[Items listed in a dataset]

....

PR #507, opened 2019-06-04
fix: adds missing dependency @babel/runtime

marco-silva0000:
Using yarn with pnp enabled enforces a correct dependency structure. While using any module that has this package as a dependency I get the following error:

```
ERROR in /home/msilva/.cache/yarn/v4/npm-react-transition-group-4.1.0-7b50c0a93a6c127336187252c3c1a70eff3304ce/node_modules/react-transition-group/esm/CSSTransition.js
Module not found: Error: Package "react-transition-group@4.1.0" (via "/home/msilva/.cache/yarn/v4/npm-react-transition-group-4.1.0-7b50c0a93a6c127336187252c3c1a70eff3304ce/node_modules/react-transition-group/esm/CSSTransition.js") is trying to require the package "@babel/runtime" (via "@babel/runtime/helpers/esm/extends") without it being listed in its dependencies (react, react-dom, dom-helpers, loose-envify, prop-types, react-transition-group)
 @ /home/msilva/.cache/yarn/v4/npm-react-transition-group-4.1.0-7b50c0a93a6c127336187252c3c1a70eff3304ce/node_modules/react-transition-group/esm/CSSTransition.js 1:0-58 228:43-51
 @ /home/msilva/.cache/yarn/v4/npm-react-transition-group-4.1.0-7b50c0a93a6c127336187252c3c1a70eff3304ce/node_modules/react-transition-group/esm/index.js
 @ /home/msilva/.cache/yarn/v4/npm-@material-ui-core-4.0.2-c7a07c1d1b13b94adf479d7267b51cb682fcb279/node_modules/@material-ui/core/Slide/Slide.js
```

to fix this I added the latest version of @babel/runtime to the dependencies.

### DIFF
--- a/package.json
+++ b/package.json
@@ -58,7 +58,7 @@
     "react-dom": ">=16.6.0"
   },
   "dependencies": {
-    "@babel/runtime": "^7.4.5"
+    "@babel/runtime": "^7.4.5",
     "dom-helpers": "^3.4.0",
     "loose-envify": "^1.4.0",
     "prop-types": "^15.6.2"
--- a/package.json
+++ b/package.json
@@ -58,6 +58,7 @@
     "react-dom": ">=16.6.0"
   },
   "dependencies": {
+    "@babel/runtime": "^7.4.5"
     "dom-helpers": "^3.4.0",
     "loose-envify": "^1.4.0",
     "prop-types": "^15.6.2"


taion:
I believe this is a bug with our build process right now. The ESM build uses Babel runtime, while the CJS build does not. Can we sync them up?

TrySound:
Not necessary. Missing dependency is a bug. Need just to add it.

taion:
The issue is that I don't think we're intentionally applying the runtime transform here. We don't do so for the CJS build, so why should we do so for the ESM build?

TrySound:
To not duplicate babel helpers for each module in this package. ESM thing is used for browsers. Node thing is less important. But we may do that too.

taion:
Ah, I see that the config for the ESM build doesn't exclude runtime. I guess that must be intentional.

PR #512, opened 2019-06-18
docs: Add anchor for props section

eps1lon:
Adds an anchor to the props section in addition to the existing anchors for each individual prop.


jquense:
thanks!

PR #2366, opened 2026-02-26
Fix premature raise skipping error saving for batch tasks

WHOIM1205:
### Problem
In `process_multiple()` (`artemis/module_base.py:716`), the `raise` statement was placed **inside** the `for task in task_group` loop.

When a batch failed after exhausting retries:
- Only the **first task** in the batch had its error details saved.
- Remaining tasks were marked as `CRASHED` by the outer handler,
- But without traceback information — causing silent debugging data loss.

This affects modules using `batch_tasks = True` (e.g., `nuclei`, `port_scanner`) with batch sizes > 1.

---

### Fix
Moved the `raise` statement **outside** the loop so that:
1. All tasks in the batch persist their error details.
2. The exception is re-raised only after error persistence completes.

---

### Result
- All failed batch tasks now correctly store traceback information.
- No silent loss of debugging data.
- Exception propagation behavior remains unchanged.

### DIFF
--- a/artemis/module_base.py
+++ b/artemis/module_base.py
@@ -713,7 +713,7 @@ class ArtemisBase(Karton):
                                 self.db.save_task_result(
                                     task=task, status=TaskStatus.ERROR, data=traceback.format_exc()
                                 )
-                                raise
+                            raise
             finally:
                 for task in task_group:
                     if Config.Data.SAVE_LOGS_IN_DATABASE:


WHOIM1205:
Heyy @kazet 
The raise was inside the for task in task_group loop which caused only the first task in a failed batch to persist its error details.  
I’ve moved the `raise` outside the loop so all tasks now save their traceback before the exception propagates. This prevents silent loss of debugging information for batch modules like nuclei and port_scanner.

....

■ EXERCISE REQUIREMENTS ■
Tally the lines above that include "statement"; give only the tally.

■ REPLY TO THE TASK ■
2